# Action item
Every entry must be copied word for word.

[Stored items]
PR #1784, opened 2022-02-08
[CIS-1393] Fix crash on iOS 12 when local storage enabled

nuno-vieira:
### 🔗 Issue Link
CIS-1393

### 🎯 Goal
Fix a crash on iOS 12 that whenever the app was launched, it would instantly crash.

### 🛠 Implementation

The crash was happening because of a mismatch between `UserDTO.teams` property marked as `[String]?` in db schema but being a `Set<String>?` in managed object subclass. Exactly what the error was saying: 
```
reason: 'Object of class Swift.__EmptySetSingleton is not among allowed top level class list (
  NSArray,
  NSDictionary,
  NSString,
  NSNumber,
  NSDate,
  NSData,
  NSURL,
  NSUUID,
  NSNull
)'
```
The `teams` property is updated to be an array, made non-optional, and ensured to exist at the moment the `UserDTO` is saved to the persistent store.

### 🎨 Changes
N/A

### 🧪 Testing
- Run Slack Clone App on iOS 12

### ☑️ Checklist

### DIFF
--- a/Sources/StreamChat/Database/DTOs/UserDTO.swift
+++ b/Sources/StreamChat/Database/DTOs/UserDTO.swift
@@ -23,7 +23,7 @@ class UserDTO: NSManagedObject {
 
     @NSManaged var members: Set<MemberDTO>?
     @NSManaged var currentUser: CurrentUserDTO?
-    @NSManaged var teams: Set<TeamId>?
+    @NSManaged var teams: [TeamId]
     @NSManaged var channelMutes: Set<ChannelMuteDTO>
 
     /// Returns a fetch request for the dto with the provided `userId`.
@@ -87,6 +87,7 @@ extension UserDTO {
         
         let new = NSEntityDescription.insertNewObject(forEntityName: Self.entityName, into: context) as! UserDTO
         new.id = id
+        new.teams = []
         return new
     }
     
@@ -132,7 +133,7 @@ extension NSManagedObjectContext: UserDatabaseSession {
             dto.extraData = Data()
         }
 
-        dto.teams = Set(payload.teams)
+        dto.teams = payload.teams
 
         // payloadHash doesn't cover the query
         if let query = query, let queryDTO = try saveQuery(query: query) {
@@ -217,7 +218,7 @@ extension ChatUser {
             createdAt: dto.userCreatedAt,
             updatedAt: dto.userUpdatedAt,
             lastActiveAt: dto.lastActivityAt,
-            teams: dto.teams ?? [],
+            teams: Set(dto.teams),
             extraData: extraData
         )
     }
--- a/Sources/StreamChat/Database/DatabaseContainer_Tests.swift
+++ b/Sources/StreamChat/Database/DatabaseContainer_Tests.swift
@@ -38,6 +38,7 @@ class DatabaseContainer_Tests: XCTestCase {
                 userDTO.userCreatedAt = .init()
                 userDTO.userUpdatedAt = .init()
                 userDTO.userRoleRaw = "user"
+                userDTO.teams = []
             }, completion: { error in
                 XCTAssertNil(error)
                 goldenPathExpectation.fulfill()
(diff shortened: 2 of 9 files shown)


adamrushy (approved):
LGTM

adamrushy:
A few failing checks to look into @nuno-vieira

nuno-vieira:
> A few failing checks to look into @nuno-vieira

I'm trying to add iOS 12 running tests to the CI, but is kinda difficult because iOS 12.4 right now is only available on Xcode 10.3 in Github Actions. This make it really difficult for our code to run

nuno-vieira:
⚠️ Do not Merge. Waiting on @polqf to test this on iOS 12.

nuno-vieira:
@evsaev will continue to work on this. I can't run iOS 12 on my Xcode right now, so he will continue from here 👍

Sources/StreamChat/Database/DatabaseContainer_Tests.swift
```diff
@@ -38,6 +38,7 @@ class DatabaseContainer_Tests: XCTestCase {
                 userDTO.userCreatedAt = .init()
                 userDTO.userUpdatedAt = .init()
                 userDTO.userRoleRaw = "user"
+                userDTO.teams = []
```
evsaev, line 41: Would be nice to dedicate some time and revisit the API of creating DTOs. Ideally, there should be a single way of creating an object with all non-optional attributes as input params (`init` 😄?) leaving a developer 0 chance to instantiate the instance with an unassigned mandatory field.

Sources/StreamChat/Database/DTOs/UserDTO.swift
```diff
@@ -23,7 +23,7 @@ class UserDTO: NSManagedObject {
 
     @NSManaged var members: Set<MemberDTO>?
     @NSManaged var currentUser: CurrentUserDTO?
-    @NSManaged var teams: Set<TeamId>?
+    @NSManaged var teams: [TeamId]
```
nuno-vieira, line 26: Does this actually work? 🤔 I thought that Core Data only supported NSSet or NSOrderedSet 🤔 
Also, does this mean that we need to change all `Set<MemberDTO>` to `Set<MemberDTO>?` This might also be the reason for the crashes we are having on DTO's. CC @adamrushy

Sources/StreamChat/Database/StreamChatModel.xcdatamodeld/StreamChatModel.xcdatamodel/contents
```diff
@@ -248,7 +248,7 @@
         <attribute name="isOnline" attributeType="Boolean" usesScalarValueType="YES"/>
         <attribute name="lastActivityAt" optional="YES" attributeType="Date" usesScalarValueType="NO"/>
         <attribute name="name" optional="YES" attributeType="String"/>
-        <attribute name="teams" optional="YES" attributeType="Transformable" valueTransformerName="NSSecureUnarchiveFromData" customClassName="[String]"/>
+        <attribute name="teams" attributeType="Transformable" valueTransformerName="NSSecureUnarchiveFromData"/>
```
nuno-vieira, line 251: I think we should use this: `NSSecureUnarchiveFromDataTransformer` instead of `NSSecureUnarchiveFromData`

Sources/StreamChat/Database/DTOs/UserDTO.swift
evsaev: Using sets is fine for **relations** but not supported for `Transformable` attributes (at least on `<iOS13` which can be the reason why the crash is not happening does not pop up on later versions). Haven't yet found the docs with regard to `Transformable` on iOS13+ but keep looking

evsaev: Speaking about relations that can cause issues, I believe it's OK with those that have `to many` rule (since the empty set is a valid value) but it is worth checking `to one` for optionality mismatch between attribute and property. 

The same needs to be done for other primitive attributes. When I was debugging this crash I found some inconsistencies (e.g. `UserDTO.isOnline` is non-optional but the default value is `none`)
Screenshot 2022-02-09 at 20 00 56

Sources/StreamChat/Database/StreamChatModel.xcdatamodeld/StreamChatModel.xcdatamodel/contents
evsaev: Nice catch 👏

evsaev: Fixed ✅

Sources/StreamChat/Database/DTOs/UserDTO.swift
nuno-vieira: @evsaev Nice find! If you create a ticket please link it to this one: CIS-1558

nuno-vieira (commented):
I can't approve since I created the PR, but 
LGTM! 🎉

evsaev (approved):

# Result below
PR #1784, opened 2022-02-08
[CIS-1393] Fix crash on iOS 12 when local storage enabled

nuno-vieira:
### 🔗 Issue Link
CIS-1393

### 🎯 Goal
Fix a crash on iOS 12 that whenever the app was launched, it would instantly crash.

### 🛠 Implementation

The crash was happening because of a mismatch between `UserDTO.teams` property marked as `[String]?` in db schema but being a `Set<String>?` in managed object subclass. Exactly what the error was saying: 
```
reason: 'Object of class Swift.__EmptySetSingleton is not among allowed top level class list (
  NSArray,
  NSDictionary,
  NSString,
  NSNumber,
  NSDate,
  NSData,
  NSURL,
  NSUUID,
  NSNull
)'
```
The `teams` property is updated to be an array, made non-optional, and ensured to exist at the moment the `UserDTO` is saved to the persistent store.

### 🎨 Changes
N/A

### 🧪 Testing
- Run Slack Clone App on iOS 12

### ☑️ Checklist

### DIFF
--- a/Sources/StreamChat/Database/DTOs/UserDTO.swift
+++ b/Sources/StreamChat/Database/DTOs/UserDTO.swift
@@ -23,7 +23,7 @@ class UserDTO: NSManagedObject {
 
     @NSManaged var members: Set<MemberDTO>?
     @NSManaged var currentUser: CurrentUserDTO?
-    @NSManaged var teams: Set<TeamId>?
+    @NSManaged var teams: [TeamId]
     @NSManaged var channelMutes: Set<ChannelMuteDTO>
 
     /// Returns a fetch request for the dto with the provided `userId`.
@@ -87,6 +87,7 @@ extension UserDTO {
         
         let new = NSEntityDescription.insertNewObject(forEntityName: Self.entityName, into: context) as! UserDTO
         new.id = id
+        new.teams = []
         return new
     }
     
@@ -132,7 +133,7 @@ extension NSManagedObjectContext: UserDatabaseSession {
             dto.extraData = Data()
         }
 
-        dto.teams = Set(payload.teams)
+        dto.teams = payload.teams
 
         // payloadHash doesn't cover the query
         if let query = query, let queryDTO = try saveQuery(query: query) {
@@ -217,7 +218,7 @@ extension ChatUser {
             createdAt: dto.userCreatedAt,
             updatedAt: dto.userUpdatedAt,
             lastActiveAt: dto.lastActivityAt,
-            teams: dto.teams ?? [],
+            teams: Set(dto.teams),
             extraData: extraData
         )
     }
--- a/Sources/StreamChat/Database/DatabaseContainer_Tests.swift
+++ b/Sources/StreamChat/Database/DatabaseContainer_Tests.swift
@@ -38,6 +38,7 @@ class DatabaseContainer_Tests: XCTestCase {
                 userDTO.userCreatedAt = .init()
                 userDTO.userUpdatedAt = .init()
                 userDTO.userRoleRaw = "user"
+                userDTO.teams = []
             }, completion: { error in
                 XCTAssertNil(error)
                 goldenPathExpectation.fulfill()
(diff shortened: 2 of 9 files shown)


adamrushy (approved):
LGTM

adamrushy:
A few failing checks to look into @nuno-vieira

nuno-vieira:
> A few failing checks to look into @nuno-vieira

I'm trying to add iOS 12 running tests to the CI, but is kinda difficult because iOS 12.4 right now is only available on Xcode 10.3 in Github Actions. This make it really difficult for our code to run

nuno-vieira:
⚠️ Do not Merge. Waiting on @polqf to test this on iOS 12.

nuno-vieira:
@evsaev will continue to work on this. I can't run iOS 12 on my Xcode right now, so he will continue from here 👍

Sources/StreamChat/Database/DatabaseContainer_Tests.swift
```diff
@@ -38,6 +38,7 @@ class DatabaseContainer_Tests: XCTestCase {
                 userDTO.userCreatedAt = .init()
                 userDTO.userUpdatedAt = .init()
                 userDTO.userRoleRaw = "user"
+                userDTO.teams = []
```
evsaev, line 41: Would be nice to dedicate some time and revisit the API of creating DTOs. Ideally, there should be a single way of creating an object with all non-optional attributes as input params (`init` 😄?) leaving a developer 0 chance to instantiate the instance with an unassigned mandatory field.

Sources/StreamChat/Database/DTOs/UserDTO.swift
```diff
@@ -23,7 +23,7 @@ class UserDTO: NSManagedObject {
 
     @NSManaged var members: Set<MemberDTO>?
     @NSManaged var currentUser: CurrentUserDTO?
-    @NSManaged var teams: Set<TeamId>?
+    @NSManaged var teams: [TeamId]
```
nuno-vieira, line 26: Does this actually work? 🤔 I thought that Core Data only supported NSSet or NSOrderedSet 🤔 
Also, does this mean that we need to change all `Set<MemberDTO>` to `Set<MemberDTO>?` This might also be the reason for the crashes we are having on DTO's. CC @adamrushy

Sources/StreamChat/Database/StreamChatModel.xcdatamodeld/StreamChatModel.xcdatamodel/contents
```diff
@@ -248,7 +248,7 @@
         <attribute name="isOnline" attributeType="Boolean" usesScalarValueType="YES"/>
         <attribute name="lastActivityAt" optional="YES" attributeType="Date" usesScalarValueType="NO"/>
         <attribute name="name" optional="YES" attributeType="String"/>
-        <attribute name="teams" optional="YES" attributeType="Transformable" valueTransformerName="NSSecureUnarchiveFromData" customClassName="[String]"/>
+        <attribute name="teams" attributeType="Transformable" valueTransformerName="NSSecureUnarchiveFromData"/>
```
nuno-vieira, line 251: I think we should use this: `NSSecureUnarchiveFromDataTransformer` instead of `NSSecureUnarchiveFromData`

Sources/StreamChat/Database/DTOs/UserDTO.swift
evsaev: Using sets is fine for **relations** but not supported for `Transformable` attributes (at least on `<iOS13` which can be the reason why the crash is not happening does not pop up on later versions). Haven't yet found the docs with regard to `Transformable` on iOS13+ but keep looking

evsaev: Speaking about relations that can cause issues, I believe it's OK with those that have `to many` rule (since the empty set is a valid value) but it is worth checking `to one` for optionality mismatch between attribute and property. 

The same needs to be done for other primitive attributes. When I was debugging this crash I found some inconsistencies (e.g. `UserDTO.isOnline` is non-optional but the default value is `none`)
Screenshot 2022-02-09 at 20 00 56

Sources/StreamChat/Database/StreamChatModel.xcdatamodeld/StreamChatModel.xcdatamodel/contents
evsaev: Nice catch 👏

evsaev: Fixed ✅

Sources/StreamChat/Database/DTOs/UserDTO.swift
nuno-vieira: @evsaev Nice find! If you create a ticket please link it to this one: CIS-1558

nuno-vieira (commented):
I can't approve since I created the PR, but 
LGTM! 🎉

evsaev (approved):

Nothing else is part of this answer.